INSTRUCTIONS FOR THE TASK.
Start with the first line of the records below. Output each line exactly, ending with the one that contains "2. Rewrite move".

AVAILABLE RECORDS.
PR #779, opened 2025-01-30
ZMS-187: Rewrite addMessage, moveMessage to async/await

NickOvt:
1. Rewrite add message. Add `addAsync` rewrite `add` to use async/await.
2. Rewrite move messages. Add `moveAsync` rewrite `move` to use async/await.

Previously they were fully callback based, which made it harder to read and understand. Current changes should have improved the readibility as it made code more linear.
There are still some function-in-function spots, that may be fixed with later commits and more thorough refactoring.

### DIFF
--- a/lib/message-handler.js
+++ b/lib/message-handler.js
@@ -615,7 +615,7 @@ class MessageHandler {
                             idate: messageData.idate,
                             thread: messageData.thread
                         },
-                        async () => {
+                        () => {
                             // added Entries
                             this.notifier.fire(mailboxData.user);
 
@@ -663,12 +663,7 @@ class MessageHandler {
                             });
 
                             // do not use more suitable finally as it is not supported in Node v8
-                            try {
-                                await processAudits();
-                                resolve(cleanupRes);
-                            } catch {
-                                resolve(cleanupRes);
-                            }
+                            processAudits().then(resolve(cleanupRes)).catch(resolve(cleanupRes));
                         }
                     );
                 });
--- a/lib/message-handler.js
+++ b/lib/message-handler.js
@@ -1378,7 +1378,7 @@ class MessageHandler {
                                             })
                                         );
                                     } catch (err) {
-                                        return reject(err); // in case inner promise rejects just in case reject the outer too
+                                        return reject(err); // inner promise rejects -> just in case reject the outer too
                                     }
                                 } else {
                                     return resolve(updateMessage());
--- a/lib/message-handler.js
+++ b/lib/message-handler.js
@@ -272,7 +272,7 @@ class MessageHandler {
                 prepared = newPrepared; // overwrite top-level original prepared
                 options.maildata = this.indexer.getMaildata(newPrepared.mimeTree); // get new maildata of encrypted message
             } else {
-                // not already encrypted and no need to / cannot ecnrypt
+                // not already encrypted and no need to / cannot encrypt
                 const newPrepared = await this.prepareMessageAsync(options);
                 prepared = newPrepared;
             }
--- a/lib/message-handler.js
+++ b/lib/message-handler.js
@@ -915,451 +915,482 @@ class MessageHandler {
     }
 
     move(options, callback) {
-        this.getMailbox(options.source, (err, mailboxData) => {
-            if (err) {
-                return callback(err);
+        this.moveAsync(options)
+            .then(movedMessageRes => callback(null, ...movedMessageRes))
+            .catch(err => callback(err));
+    }
+
+    async moveAsync(options) {
+        // concurrent promises
+        const [mailboxData, targetData] = await Promise.all([this.getMailboxAsync(options.source), this.getMailboxAsync(options.destination)]);
+
+        const item = await this.database.collection('mailboxes').findOneAndUpdate(
+            {
+                _id: mailboxData._id
+            },
+            {
+                $inc: {
+                    // increase the mailbox modification index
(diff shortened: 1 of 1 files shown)


lib/message-handler.js
```diff
@@ -184,532 +190,538 @@ class MessageHandler {
...
+            throw new Error('Message size ' + options.raw.length + ' bytes is too large');
         }
 
-        this.getMailbox(options, (err, mailboxData) => {
-            if (err) {
-                return callback(err);
-            }
+        // get target mailbox data
+        // get target user data
+        let [mailboxData, userData] = await Promise.all([this.getMailboxAsync(options), this.users.collection('users').findOne({ _id: options.user })]);
```
andris9, line 200: Should verify if userData exists after this operation. getMailboxAsync throws if mailbox is missing but findOne does not

lib/message-handler.js
```diff
@@ -184,532 +190,538 @@ class MessageHandler {
...
-                        }
+                newPrepared.id = prepared.id; // retain original
 
-                        this.attachmentStorage.deleteMany(attachmentIds, maildata.magic, () => callback(...args));
-                    };
+                options.prepared = newPrepared; // new prepared in options just in case
+                prepared = newPrepared; // overwrite top-level original prepared
+                options.maildata = this.indexer.getMaildata(newPrepared.mimeTree); // get new maildata of encrypted message
+            } else {
+                // not already encrypted and no need to / cannot ecnrypt
```
andris9, line 271: Typo

lib/message-handler.js
```diff
@@ -184,532 +190,538 @@ class MessageHandler {
...
+
+        let logTime = messageData.meta.time || new Date();
+        if (typeof logTime === 'number') {
+            logTime = new Date(logTime);
+        }
+
+        let uidValidity = mailboxData.uidValidity;
+        let uid = messageData.uid;
+
+        const finishFunc = // finishFunc:
```
andris9, line 599: finishFunc might be called with an error argument but there is no error handling here

andris9 (changes requested):

lib/message-handler.js
NickOvt: It was neither handled previously. UpdateAddressRegister actually never throws, and thus finishFunc will never actually get any error from it. I removed that part with the upcoming commit

lib/message-handler.js
NickOvt: Where? :)

lib/message-handler.js
```diff
@@ -177,539 +183,545 @@ class MessageHandler {
...
+                            command: 'EXISTS',
+                            uid: messageData.uid,
+                            ignore: options.session && options.session.id,
+                            message: messageData._id,
+                            modseq: messageData.modseq,
+                            unseen: messageData.unseen,
+                            idate: messageData.idate,
+                            thread: messageData.thread
+                        },
+                        async () => {
```
andris9, line 618: addEntries callback can not be async, must be regular callback function. If it throws then will not be caught

andris9 (changes requested):

lib/message-handler.js
```diff
@@ -177,539 +183,540 @@ class MessageHandler {
...
-                            addMessage();
-                        });
-                    }
-                } else {
-                    // message already encrypted
-                    this.prepareMessage(options, (err, newPrepared) => {
-                        if (err) {
-                            return callback(err);
+                            // do not use more suitable finally as it is not supported in Node v8
+                            processAudits().then(resolve(cleanupRes)).catch(resolve(cleanupRes));
```
andris9, line 666: You are triggering `resolve()` here before `processAudits` is finished.

Use this snippet to test function ordering:

```js
function main(){
    return new Promise((resolve, reject)=>{

        let someAction = async () =>{
            await new Promise(r=>setTimeout(r, 100))
            console.log('some action');
        };
        someAction().then(resolve(1)).catch(reject(2))
    });
}
main().then(console.log).catch(console.error);
```

This outputs
```
1
some action
```

andris9 (changes requested):

lib/message-handler.js
```diff
@@ -906,452 +915,483 @@ class MessageHandler {
...
+                            }
+                        });
+                    });
+                });
+            }
+
+            return next();
+        };
+
+        let processNext = async () => {
```
andris9, line 1017: Instead of using a recursive async function `processNext`, use a loop here:

```
let messageData;
while ((messageData = await cursor.next())) {
    try {
        // process message
        ...
    } catch(err){
        ...
    }
}
await cursor.close();
```

This should make the code much more readable

lib/message-handler.js
```diff
@@ -906,452 +915,483 @@ class MessageHandler {
...
+            };
+
+            if (targetData.encryptMessages) {
+                // move target mailbox is encrypted
+                const parsedHeader = (message.mimeTree && message.mimeTree.parsedHeader) || {};
+                const parsedContentType = parsedHeader['content-type'];
+
+                if (parsedContentType && parsedContentType.subtype === 'encrypted') {
+                    // message already encrypted, just continue move
+                    return updateMessage();
```
andris9, line 1270: `updateMessage` is an async function so it is hard to say what exactly is returned here and other places (a Promise). Maybe always await it before returning?

andris9 (changes requested):

andris9 (approved):

PR #782, opened 2025-02-07
fix: fixed byte length comparison causing missing body byte (closes #781)

### LINKED ISSUE #781: Bug: `headerPos` set incorrectly due to varying byte length
Per <https://github.com/nodemailer/wildduck/blob/master/lib/message-splitter.js> the `chunk` might look like:

```
Message-ID: <ui0f6sedxw@blanditiis.io>
To: test@foo.com
List-Unsubscribe: foo@foo.com
From: Test <prani@blanditiis.io>
Subject: testing this
Content-Type: text/plain; charset=us-ascii
Content-Transfer-Encoding: 7bit

H
```

But the raw email sent across actually was:

```
Message-ID: <ui0f6sedxw@blanditiis.io>
To: test@foo.com
List-Unsubscribe: foo@foo.com
From: Test <prani@blanditiis.io>
Subject: testing this
Content-Type: text/plain; charset=us-ascii
Content-Transfer-Encoding: 7bit

Hi,

```

Note that the `i,` gets chopped off, and the resulting body and headers joined is:

```
Message-ID: <ui0f6sedxw@blanditiis.io>
To: test@foo.com
List-Unsubscribe: foo@foo.com
From: Test <prani@blanditiis.io>
Subject: testing this
Content-Type: text/plain; charset=us-ascii
Content-Transfer-Encoding: 7bit

i,
```

e.g. the `H` gets chopped off (first letter after header line break)

The trailing line break is the culprit.  Curious if you think we should dummy-proof this @andris9 (e.g. for developers in case they accidentally send email with a trailing line break)?

I think it'd be nice to dummy-proof against this, perhaps using something similar to this code:

```js
// <https://github.com/sindresorhus/strip-final-newline/blob/a1bfe78e3a3de2f73ed3a7600932d7cc952732b4/index.js#L18-26>
const LF = '\n';
const LF_BINARY = LF.codePointAt(0);
const CR = '\r';
const CR_BINARY = CR.codePointAt(0);

const stripFinalNewlineBinary = (input) =>
  input.at(-1) === LF_BINARY
    ? input.subarray(0, input.at(-2) === CR_BINARY ? -2 : -1)
    : input;
```

Then calling `stripFinalNewlineBinary` perhaps or just looking for it if headers were found.  A rewrite might be needed.

titanism:
ref: <https://github.com/nodemailer/wildduck/issues/781>

### DIFF
--- a/lib/message-splitter.js
+++ b/lib/message-splitter.js
@@ -84,7 +84,7 @@ class MessageSplitter extends Transform {
             this.headerChunks = null;
             this.headers = new Headers(this.rawHeaders);
             this.emit('headers', this.headers);
-            if (data.length - 1 > headerPos) {
+            if (data.length - 1 >= headerPos) {
                 let chunk = data.slice(headerPos);
                 this.bodySize += chunk.length;
                 // this would be the first chunk of data sent downstream


titanism:
bump

NickOvt:
Closed due to the PR not fixing the root cause (fixes only some cases)

PR #806, opened 2025-04-14
ZMS-220: in message handler add bulk_batch_size from settings

NickOvt:


lib/message-handler.js
```diff
@@ -1827,6 +1834,8 @@ class MessageHandler {
                     next();
                 };
 
+                let bulk_batch_size = consts.BULK_BATCH_SIZE;
```
andris9, line 1837: Is this correct?

NickOvt: This is in order to save async calls to settingsManager and only initialize bulk_batch_size from settings once. See lines 1900-1908

andris9 (approved):

PR #822, opened 2025-06-05
ZMS-229: Check for correct mongopaging cursor

NickOvt:
If the only paginated field is `_id` then the cursor is of shorter format. But in any other case (`paginatedField` is anything other than `_id`) the decoded cursor is an array of 2 values. Check for length of decoded cursor and that it is an array in case the `paginatedField` is not an `_id`. If it is `_id` then allow shorter cursor


NickOvt:
In case of the other situation where a longer cursor is given to a pagination with only _id as the paginatedField. The response is 0 results and no nextCursor.

PR #824, opened 2025-06-09
ZMS-238 remove callback based deleteMany from attachment storage. 

NickOvt:
In on-copy.js use async version

### DIFF
--- a/lib/handlers/on-copy.js
+++ b/lib/handlers/on-copy.js
@@ -289,15 +289,18 @@ async function copyHandler(server, messageHandler, connection, mailbox, update, 
                                                     key => prepared.mimeTree.attachmentMap[key]
                                                 );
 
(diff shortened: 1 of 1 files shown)


lib/handlers/on-copy.js
```diff
@@ -289,7 +289,7 @@ async function copyHandler(server, messageHandler, connection, mailbox, update,
                                                     key => prepared.mimeTree.attachmentMap[key]
                                                 );
 
-                                                messageHandler.attachmentStorage.deleteMany(attachmentIds, maildata.magic, () => {});
+                                                messageHandler.attachmentStorage.deleteManyAsync(attachmentIds, maildata.magic);
```
andris9, line 292: Add `.catch()` as well, otherwise if the Promise throws, then nothing will catch it.

andris9 (changes requested):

RESPONSE.
PR #779, opened 2025-01-30
ZMS-187: Rewrite addMessage, moveMessage to async/await

NickOvt:
1. Rewrite add message. Add `addAsync` rewrite `add` to use async/await.
2. Rewrite move messages. Add `moveAsync` rewrite `move` to use async/await.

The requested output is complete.